A groundbreaking new cosmic lensing test has reignited the Hubble tension, suggesting the possibility of new physics. For over a decade, cosmology has grappled with a perplexing contradiction: two widely accepted methods for measuring the universe's expansion yield conflicting results.
One approach, utilizing nearby stars and supernovae, estimates an expansion rate of approximately 73 km/s/Mpc. In contrast, the other method, based on the cosmic microwave background (CMB), suggests a slower expansion of around 67 km/s/Mpc. This discrepancy, known as the Hubble tension, has become a significant challenge in modern physics.

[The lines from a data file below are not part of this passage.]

PR #665, opened 2020-10-12
Update <PolarisActionList>

vladucu:
- updates `PolarisActionList` to match `polaris-react#v5.6.0`
- co-locates templates & Refactors into Glimmer component
- adds support for some previously unsupported item attributes, ex: `badge`, `url`, `ellipsis`


addon/components/polaris-action-list.js
```diff
@@ -1,74 +1,50 @@
...
+export default class PolarisActionListComponent extends Component {
   /**
    * Collection of actions for list
-   *
    * @type {Array}
-   * @default []
-   * @public
    */
-  items = [];
+  items;
```
andrewpye, line 15: Same comment for these as [here](https://github.com/smile-io/ember-polaris/pull/664/files#r503747187) re. the value of declaring these if we're not assigning default values 🤔

addon/components/polaris-action-list/item.js
```diff
@@ -113,13 +115,12 @@ export default class PolarisActionListItem extends Component {
...
 
     return cssClasses.join(' ');
   }
 
-  @computed('image')
   get imageBackgroundStyle() {
-    let { image: url } = this;
-    return url ? htmlSafe(`background-image: url(${url})`) : '';
+    return htmlSafe(`background-image: url(${this.args.image})`);
   }
```
andrewpye, line 125: Not sure how this works with glimmer, will this update automatically when `args.image` changes (i.e. are properties under `args` automatically `@tracked`)?

andrewpye (approved):
Works for me!

addon/components/polaris-action-list/item.js
vladucu: yes, arguments are auto-tracked 🕺

PR #669, opened 2020-10-28
Fix banner primary action

vladucu:
Fixes triggering the Banner's main action


abd00s (approved):
I'm out of my element here, but looks good!

PR #671, opened 2020-11-10
Update PolarisCaption component

vladucu:
- co-locates template
- misc 🧹


andrewpye (approved):
🚀

PR #672, opened 2020-11-10
Update CalloutCard component

vladucu:
See diff [here](https://github.com/Shopify/polaris-react/compare/v3.10.0...v5.5.0#diff-2fcc58c07de1af4a1f3c5d190625ec588a34d6d7bf79af26fc731a69b9c428a6R1), only change is the icon used for the dismiss button.

Also:
- co-locates template
- misc 🧹


addon/components/polaris-callout-card.hbs
```diff
@@ -55,12 +57,13 @@
...
                 </PolarisButtonGroup>
               {{else}}
-                <PrimaryButton />
+                <PrimaryButton data-test-callout-card-primary-button />
               {{/if}}
             {{/let}}
           </div>
         </div>
 
+        {{!-- TODO use <PolarisImage> once implemented  --}}
```
andrewpye, line 66: We might actually be able to implement this now that we have splattributes available to us 🤔

docs/callout-card.md
```diff
@@ -2,37 +2,37 @@
...
-  title="New feature"
-  text="This new feature is awesome!"
-  primaryAction=(hash
+<PolarisCalloutCard
+  @title="New feature"
+  @text="This new feature is awesome!"
+  @primaryAction=(hash
     text="Take a look"
-    onAction=(action "showNewFeature")
+    onAction=(fn this.handleAction)
```
andrewpye, line 17: Any reason for changing this name? It doesn't associate so clearly with the example card content like this 🤔

andrewpye (approved):
Good work @vladucu!

docs/callout-card.md
vladucu: haha, no
will restore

To address this issue, a team of astronomers has taken an innovative approach by employing time-delay cosmography, a method that measures tiny time delays in the light paths of gravitationally lensed quasars. Their findings suggest that the Hubble tension may not be a mere measurement error but a reflection of real physics that current theories cannot fully explain.
The study's authors emphasize the importance of this discovery, stating that it could indicate a new era in cosmology, potentially revealing new physics. By bypassing the traditional distance ladder method, which can accumulate small uncertainties, the team achieved a measurement of the Hubble constant with approximately 4.5% precision.
This precision supports the higher expansion rate observed in local-universe studies, implying that the Hubble tension might be a genuine phenomenon rather than a measurement glitch. However, the researchers acknowledge that uncertainties persist, particularly regarding the distribution of mass within lensing galaxies. They stress the need for a larger sample size and more precise measurements to definitively confirm the presence of new physics.
Despite the challenges, the astronomers remain optimistic about the future of this research. With the aid of advanced telescopes, they aim to expand their sample size, refine their images, and eliminate any remaining sources of error. This comprehensive approach will enable them to more accurately determine the Hubble constant and ultimately resolve the Hubble tension.